Well it follows that if a deer rifle is for hunting deer and a squirrel gun is for hunting squirrels that a clam gun is for hunting wild clams.

Now I'm wondering what a police shotgun is for . . .
 
Ya,
Aberdeen was a wild logging town, back in the day!

We had Razor Clam chowder on Christmas eve, it's tradition at our house.
I'm a surf digger with my True Temper shovel with a Westport Hook.
Don't leave it outside the camper, the locals will steal it!

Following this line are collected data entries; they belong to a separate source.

PR #411, opened 2021-01-26
add support for sensor grid groups

mostaphaRoudsari:
This commit adds support for grouping sensor groups together.

### DIFF
--- a/honeybee_radiance/sensorgrid.py
+++ b/honeybee_radiance/sensorgrid.py
@@ -23,7 +23,9 @@ class SensorGrid(object):
     Args:
         identifier: Text string for a unique SensorGrid ID. Must not contain spaces
             or special characters. This will be used to identify the object in the
-            exported Radiance files.
+            exported Radiance files. You may use / in name to identify grid groups.
+            For example floor_1/living_room create a sensor grid with living_room
+            identifier and floor_1 group identifier.
         sensors: A collection of Sensors.
 
     Properties:
@@ -36,14 +38,17 @@ class SensorGrid(object):
         * light_path
         * mesh
         * base_geometry
+        * group_identifier
+
     """
 
     __slots__ = ('_identifier', '_display_name', '_sensors', '_room_identifier',
-                 '_light_path', '_mesh', '_base_geometry')
+                 '_light_path', '_mesh', '_base_geometry', '_group_identifier')
 
     def __init__(self, identifier, sensors):
         """Initialize a SensorGrid."""
-        self.identifier = typing.valid_rad_string(identifier)
+        self._group_identifier = None
+        self.identifier = identifier
         self._display_name = None
         self.sensors = sensors
         self._room_identifier = None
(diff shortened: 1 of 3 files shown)


honeybee_radiance/sensorgrid.py
```diff
@@ -23,7 +23,9 @@ class SensorGrid(object):
     Args:
         identifier: Text string for a unique SensorGrid ID. Must not contain spaces
             or special characters. This will be used to identify the object in the
-            exported Radiance files.
+            exported Radiance files. You may use / in name to identify grid groups.
+            For example floor_1/living_room create a sensor grid with living_room
+            identifier and floor_1 group identifier.
```
chriswmackey, line 28: Something this implicit is definitely ok for the Grasshopper interface but I was imagining that the core libraries would be more explicit about making you set the `group_identifier` if it's something that you want. For example, I'm not sure that I'm a fan of the idiosyncrasy that it creates in the dict schema because you can technically set the `group_identifier` two ways from a dictionary (one that explicitly uses a key and another that just includes a `/` in the identifier).

I can also see a case at some point where someone includes a `/` in their input for the sensorgrid identifier, they don't get an error as they usually would would for illegal radiance characters in IDs and so they think `/` is a legal radiance character (like it is in EnergyPlus), Then, they go to select sensorgrids from a model using the identifer that they originally input to the sensor grid here and they get nothing back because the actual grid identifier doesn't have a `/` in it.

I guess this just has a code smell to it.

Maybe it also helps to know that this implicit feature is not something that I am going to use on the Grasshopper interface because the generic methods that process the user's `_name_` input will clean out the `/` before assigning it as an identifier. So I'm going to have to write a small custom method for this case on the interface end anyway and I guess the only use case this serves is to save Python scripters a single line of code for having to explicitly set the group identifier. So I'm not really sure it's worth it.

honeybee_radiance/sensorgrid.py
```diff
@@ -283,6 +296,22 @@ def room_identifier(self):
...
+        This will be used in the write to radiance folder method to write all the grids
+        with the same group identifier under the same subfolder.
+
+        If None, the grid will be written to the root of grids folder.
+        """
+        return self._group_identifier
+
+    @group_identifier.setter
+    def group_identifier(self, n):
+        identifier_key = '/'.join(typing.valid_string(key) for key in n.split('/'))
```
chriswmackey, line 312: You should use `valid_rad_string` here instead of `valid_string`.  The former will only check for the illegal radiance characters and not the eillegal characters for both E+ and Radiance.

I think the ability to create sub-sub-folders by using multiple `/` is a good one but I think you should make a note of this capability in the `group_identifier` docstring.

chriswmackey (changes requested):
This is generally ok, @mostaphaRoudsari , but the implicitness of the `identifier.setter` behavior has a code smell to me.  Would you mind changing it before we merge?

I promise that I will make the `/` behavior on the Grasshopper interface will work as you intend it.

mostaphaRoudsari:
@chriswmackey, I removed the option to pass it as part of the name.

chriswmackey (approved):
LGTM!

And who doesn't love a granny missing 3 fingers!!!! :cool:

Cheers,
JAYDAWG
When she lost the fingers she asked the doctor if she could use the hand for drawing. He said 'maybe but I wouldn't count on it'
 
Well it follows that if a deer rifle is for hunting deer and a squirrel gun is for hunting squirrels that a clam gun is for hunting wild clams.

Now I'm wondering what a police shotgun is for . . .
Or a revolving door
 
Not really. The gun is for catching them. Hunting them requires that you know what to look for. You should try it some time if you make the trip to the WA coast. :)

Don't you have to hunt them to catch them? Similarly, you don't use a hunting rifle to hunt. Maybe we need to rethink our terminology.
 
Don't you have to hunt them to catch them? Similarly, you don't use a hunting rifle to hunt. Maybe we need to rethink our terminology.

Razors are very sneaky. Precision is required to avoid killing them. You'd have a good time on the beach with a nice fire, friends, beer, and good eats, if you get some. :)

And if you go after geoducks (pronounced 'gooey duck') on the mud flats at low tide, they get pretty big and are liable to shoot you before you even know what's happening. Not lethal tho.;)

Seasons, dig dates, etc. It's a lot more regulated than when I was kid up there.